In seguito ad un incidente stradale, perdeva la vita un giovane che, dopo esser caduto autonomamente dalla propria motocicletta, veniva investito dalle auto che in quel momento transitavano sulla provinciale.

Agivano in giudizio gli eredi del giovane, chiedendo al Tribunale di Treviso la condanna delle diverse Compagnie Assicuratrici a provvedere al ristoro di tutti i danni patiti per effetto della perdita del congiunto.

Il giudice rigettava la domanda ritenendo che, escluso il coinvolgimento di altre vetture, l’unico mezzo coinvolto fosse risultato quello condotto da C.S., nei confronti del quale il giudice penale aveva tuttavia emesso sentenza di non luogo a procedere per non aver commesso il fatto.

La Corte di Appello di Venezia confermava la sentenza di primo grado e, dopo un ulteriore discussione sul merito della vicenda, conseguita ad un primo provvedimento di cassazione con rinvio, la corte veneziana rigettava nuovamente la richiesta risarcitoria sull’assunto che «il S., conducente della Renault 5, che ha cagionato il decesso dello Z., al momento del sinistro ha fatto tutto il possibile per evitare l’evento, che, pertanto, non risulta a lui imputabile ma alla grave situazione di pericolo creata dall’imprudente condotta di guida del conducente del motociclo».

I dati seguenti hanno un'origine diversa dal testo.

PR #25, opened 2015-04-24
Improve logger

julienguy:
add DESI_LOGLEVEL environment variable, add doc, define WARNING... in module
add unit test/example of log

### DIFF
--- a/py/desispec/log.py
+++ b/py/desispec/log.py
@@ -5,18 +5,57 @@ We can have something specific for DESI in the future but for now we use the sta
 
 import sys
 import logging
-
+import os
 
 desi_logger = None
 
-def get_logger(level=logging.DEBUG) :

Il giudice di secondo grado pertanto concludeva per «l’integrale responsabilità del danno a carico del conducente del motociclo che ha creato sulla strada, con un’imprudente condotta di guida, la situazione di pericolo grave e imprevedibile, determinando pertanto l’evento».

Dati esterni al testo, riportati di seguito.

Issue #19, opened 2015-04-22
resolution module shouldn't hardcode the number of diagonals


sbailey:
The desispec.resolution module shouldn't hardcode the number of diagonals stored for the resolution matrix when it is constructed from the sparse diagonals data.  The fits file format keeps the same number of upper and lower diagonals and the number of total diagonals should be odd.

When constructing from a dense matrix, it does need to pick something for the number of diagonals to keep.  Consider making this an optional argument of the constructor.

sbailey:
fixed with with https://github.com/desihub/desispec/commit/556ded6f899a481520058c9adbc0c647d306972f

PR #26, opened 2015-04-26
Allow various number of diagonals when creating Resolution matrix

sbailey:
This fixes issue #19 to allow the Resolution object to be created with an odd but otherwise arbitrary number of diagonals.  This is needed for an upcoming specter bug fix that will auto-tune the number of diagonals based upon the PSF size and wavelength step of extractions.

David K: can you review this to make sure I've covered the various cases for Resolution created with sparse input?  I added a few more tests and I think this is correct, but your original code had already covered some cases that I hadn't originally thought about so another pair of eyes on this edit would be appreciated.

(sorry for all the git pushes that probably generated emails leading up to this...)

### DIFF
--- a/py/desispec/resolution.py
+++ b/py/desispec/resolution.py
@@ -110,6 +110,16 @@ def run_unit_tests(n = 100):
     for ndiag in [3,5,11]:
         R6 = Resolution(np.ones((ndiag, n)))
         assert len(R6.offsets) == ndiag, 'Constructor broken for ndiag={}'.format(ndiag)
+        
+    #- An even number if diagonals is not allowed
+    try:
+        ndiag = 10
+        R7 = Resolution(np.ones((ndiag, n)))
+        raise ValueError('an even number of diagonals is not supposed to be allowed')
+    except ValueError, err:
+        #- it correctly raised an error, so pass
+        pass
+        
 
 if __name__ == '__main__':
     run_unit_tests()
--- a/py/desispec/resolution.py
+++ b/py/desispec/resolution.py
@@ -40,7 +40,10 @@ class Resolution(scipy.sparse.dia_matrix):
             # We just need to put the diagonals in the correct order.
             diag_order = np.argsort(data.offsets)[::-1]
             ndiag = len(data.offsets)
+            assert ndiag%2 == 1, "Number of diagonals ({}) should be odd".format(ndiag)
             self.offsets = np.arange(ndiag//2,-(ndiag//2)-1,-1)
+            if not np.array_equal(data.offsets[diag_order], self.offsets):
+                raise ValueError('Offsets of input matrix are non-contiguous or non-symmetric')
             scipy.sparse.dia_matrix.__init__(self,(data.data[diag_order],self.offsets),data.shape)
 
         elif isinstance(data,np.ndarray) and len(data.shape) == 2:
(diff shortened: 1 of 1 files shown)


tskisner:
So are you planning on just changing the correlation length along the wavelength direction, or are you trying to support nearest neighbor fiber terms as well?

sbailey:
This is only the minimal change necessary to support reading a resolution matrix that was written with something other than 21 diagonal elements.  It does not expand the format to include fiber-to-fiber terms; it just removes the hardcoded 21.

Supporting nearest neighbor fiber-to-fiber terms could be included in the future but that will be a separate ticket that will need to be motivated by a specific study showing that it is necessary.

tskisner:
ok, sounds good.

py/desispec/resolution.py
```diff
@@ -33,18 +34,27 @@ class Resolution(scipy.sparse.dia_matrix):
...
     def __init__(self,data):
 
-        if scipy.sparse.isspmatrix_dia(data) and np.array_equal(np.sort(data.offsets)[::-1],self.offsets):
+        ### if scipy.sparse.isspmatrix_dia(data) and np.array_equal(np.sort(data.offsets)[::-1],self.offsets):
+        if scipy.sparse.isspmatrix_dia(data):
             # Input is already in DIA format with the required diagonals.
             # We just need to put the diagonals in the correct order.
             diag_order = np.argsort(data.offsets)[::-1]
+            ndiag = len(data.offsets)
+            assert ndiag%2 == 1, "Number of diagonals ({}) should be odd".format(ndiag)
```
dkirkby: Why is this an assertion rather than a ValueError?

py/desispec/resolution.py
```diff
@@ -33,18 +34,27 @@ class Resolution(scipy.sparse.dia_matrix):
...
+            self.offsets = np.arange(ndiag//2,-(ndiag//2)-1,-1)
+            if not np.array_equal(data.offsets[diag_order], self.offsets):
+                raise ValueError('Offsets of input matrix are non-contiguous or non-symmetric')
             scipy.sparse.dia_matrix.__init__(self,(data.data[diag_order],self.offsets),data.shape)
 
         elif isinstance(data,np.ndarray) and len(data.shape) == 2:
             n1,n2 = data.shape
-            if n1 == num_diagonals and n2 > n1:
+            if n2 > n1:
+                ndiag = data.shape[0]
```
dkirkby: `ndiag = n1`

py/desispec/resolution.py
```diff
@@ -33,18 +34,27 @@ class Resolution(scipy.sparse.dia_matrix):
...
+                self.offsets = np.arange(ndiag//2,-(ndiag//2)-1,-1)
```
dkirkby: Check that `ndiag` is odd here?

py/desispec/resolution.py
```diff
@@ -60,7 +70,7 @@ def to_fits_array(self):
         Convert to an array of sparse diagonal values.
 
         This is the format used to store resolution matrices in FITS files. Note that some
-        values in the returned rectangular array do correspond to actual matrix elements
+        values in the returned rectangular array do not correspond to actual matrix elements
```
dkirkby: Good catch!

dkirkby:
Sorry I missed this earlier.  Other users generally don't get an automatic notification for all pull requests, and this one did not connect to me in a way that github could detect.  If you replace "David K" with "@dkirkby" I am more likely to see it (see https://github.com/blog/821).

py/desispec/resolution.py
sbailey: Well, well.  A bug in my unit test. :)

    #- An even number if diagonals is not allowed
    try:
        ndiag = 10
        R7 = Resolution(np.ones((ndiag, n)))
        raise ValueError('Incorrectly created Resolution with even number of diagonals')
    except ValueError, err:
        #- it correctly raised an error, so pass
        pass

The code was accidentally correctly failing to create a Resolution matrix with an even number of diagonals because the number of offsets ended up as odd anyway and dia_matrix.__init__ complained that the number of diagonals didn't match the number of offsets.  But even if it had (incorrectly) succeeded my test made matters worse by raising a ValueError -- the same type of error it was looking to catch so it would have passed anyway.

So thanks for the code review catching that I wasn't checking for ndiag odd here.  I'll update and submit a new pull request since I already merged this one (oops).

PR #27, opened 2015-05-01
Allow various rsize

sbailey:
@dkirkby please take a look at this.  Several fixes:

  1. Explicitly check for even number of diagonals (bad) when initializing from a dense rectangular ndarray (thanks for comment on previous pull request)
  2. Fixed unit test which wouldn't have caught that anyway
  3. Fix check for odd ndiag when initializing from sparse array
  4. raise ValueError instead of assertions or RuntimeErrors
  5. Reformat comments to fit within 80 columns (admittedly unrelated to the bugs, but I'm old-school on 80 columns...)


dkirkby:
This looks good to me. Perhaps we should write down some 'best practices' for which exceptions to raise in desihub library code and when.  I like the use of ValueError here, rather than the more generic RuntimeError or some custom DesiSpecError.  This could be accompanied by a main() template for reporting/logging exceptions.

Issue #22, opened 2015-04-22
Write a fast raw to redshifts functional test


sbailey:
Write a fast raw to redshifts functional test, e.g. like the [dogwood](https://desi.lbl.gov/trac/wiki/Pipeline/DataChallenges/2015-01) production on 3-5 fibers.

Wrap that in a cronjob script that updates a "master" branch installation of all code, fetches input test data, runs the script, and report if anything is broken.  This should run every night.

Note: this could be integrated into a [Travis](https://travis-ci.org) test, but a basic version running as a cronjob at NERSC will be simpler to start with.  Travis might be more appropriate for our lower level unit tests.

sbailey:
See pull request #28 for a first version of this.

sbailey:
Closing issue; basic functional test exists in desispec.test.integration_test / etc/cron_dailytest.sh.  This can be expanded for additional code in the future.

PR #28, opened 2015-05-05
Dailytest

sbailey:
This pull request brings in a raw data through redshifts integration test of 5 fibers for issue #22 .  It simulates 5 fibers of raw data (2 SKY, 1 STD, 1 LRG, 1 ELG) plus arcs and flats and then runs extractions, fiber flats, sky subtraction, flux calibration, bricks, and redshift fitting.

  * etc/cron_dailytest.sh is the cronjob script to run on edison at NERSC (currently running under
    Stephen's account at 4am)
  * py/desispec/test/integration_test.py is the primary test orchestration code
  * py/desispec/pipeline/core.py has a new runcmd() function for running a pipeline command, with
    optional ability to check inputs and outputs.
  * util.py night2ymd() and ymd2night() commands came along for the ride to convert between
    YEARMMDD string and (year, month, day) tuple of integers though in the end these aren't used (yet).

This integration test doesn't yet cover:
  * specex PSF estimation (it uses the desimodel true PSFs).  The intention is to make this an optional test in a separate update — if specex is installed, use it, otherwise fall back to the desimodel PSFs and keep going)
  * coadds (too slow for quick test)

Example output is at /project/projectdirs/desi/spectro/redux/dailytest/dailytest.log (though I'm considering switching the test to use scratch instead).

### DIFF
--- a/etc/cron_dailytest.sh
+++ b/etc/cron_dailytest.sh
@@ -1,11 +1,8 @@
 #!/bin/bash
 #- Cronjob to run daily integration tests on edison.nersc.gov
 
-#- Recreate a normal login environment
-# export NERSC_HOST=edison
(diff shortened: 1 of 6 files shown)


moustakas:
This looks good.  The cron job looks for the templates in the "data challenge 2" directory which is probably good enough but we may also want to build a set of fixed templates specifically for this test.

Il caso veniva nuovamente rimesso all’attenzione della Suprema Corte.

Con l’ordinanza 11 ottobre 2021, n. 27515 la Cassazione ha rigettato il ricorso dichiarandolo inammissibile dopo aver riscontrato che era stata disattesa, dalla corte territoriale, l’ipotesi secondo cui la presenza del corpo del giovane motociclista e del veicolo incidentato sull’asfalto avessero potuto costituire, per l’automobilista, una evidenza e una causa di facile percepibilità della situazione di pericolo, cui porre rimedio.

In punto di diritto, il giudice di legittimità ha affermato che l’art. 2054, comma 1 c.c. prevede una presunzione di responsabilità a carico del conducente di un veicolo, coinvolto in sinistro stradale, il quale può, tuttavia, scagionarsi, dimostrando “di aver fatto tutto il possibile per evitare il danno“.

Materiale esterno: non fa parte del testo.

PR #35, opened 2015-05-06
Redmonster doc

### LINKED ISSUE #32: Importing redmonster during documentation builds
Refactor the code in desispec.zfind.redmonster so that documentation can be built successfully even if redmonster is not in `$PYTHONPATH`.

### LINKED ISSUE #33: Backward-compatible Sphinx configuration
In PR #31, the conf.py file has been changed to assume that the Sphinx Napoleon extension is installed.  This is a safe assumption for Sphinx >= 1.3.  Can we assume that everyone in DESI who wants to build documentation is already using 1.3?  For example, MacPorts has Sphinx 1.3.1.

The alternative is to include a copy of the napoleon code in desispec itself.

weaverba137:
Fixes #32. Fixes #33.

Moving the import of redmonster code inside the `__init__()` function allows the redmonster.py module to compile even if redmonster is not installed.

Also adds a test for the presence of the Sphinx extension 'napoleon' in the doc/conf.py file.

### DIFF
--- a/doc/api.rst
+++ b/doc/api.rst
@@ -77,9 +77,8 @@ The desispec API
 .. automodule:: desispec.zfind
     :members:
 
-.. This can't be imported right now unless redmonster is in PYTHONPATH
-.. .. automodule:: desispec.zfind.redmonster
-..     :members:
+.. automodule:: desispec.zfind.redmonster
+    :members:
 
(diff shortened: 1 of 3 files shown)


weaverba137:
I'm working off of my own fork of desispec.

PR #36, opened 2015-05-07
Add Travis CI functionality.

weaverba137:
This PR adds a .travis.yml file to support basic tests.  Right now `python setup.py test` is *not* run, because I wasn't sure how ready we were for that.  Only basic tests of package integrity & documentation are performed.

### DIFF
--- a/.travis.yml
+++ b/.travis.yml
@@ -20,7 +20,7 @@ matrix:
         # Check for sphinx doc build warnings - we do this first because it
         # runs for a long time
         - python: 2.7
-          env: SETUP_CMD='build_sphinx' # -w'  # OPTIONAL_DEPS=true
+          env: SETUP_CMD='build_sphinx OPTIONAL_DEPS=true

Il presupposto di tale meccanismo consiste nell’esistenza del nesso causale fra la guida del veicolo e il danno cagionato a persone o a cose. La norma prevede pertanto una presunzione di colpa che può essere superata soltanto dimostrando, appunto, di aver fatto tutto il possibile per evitare il danno.

Tuttavia tale presunzione di colpa, ove non superata, lascia aperta la possibilità di valutare la responsabilità concorsuale in capo al danneggiato, in caso di una sua condotta colposa, ai sensi dell’art. 1227, comma 1° c.c..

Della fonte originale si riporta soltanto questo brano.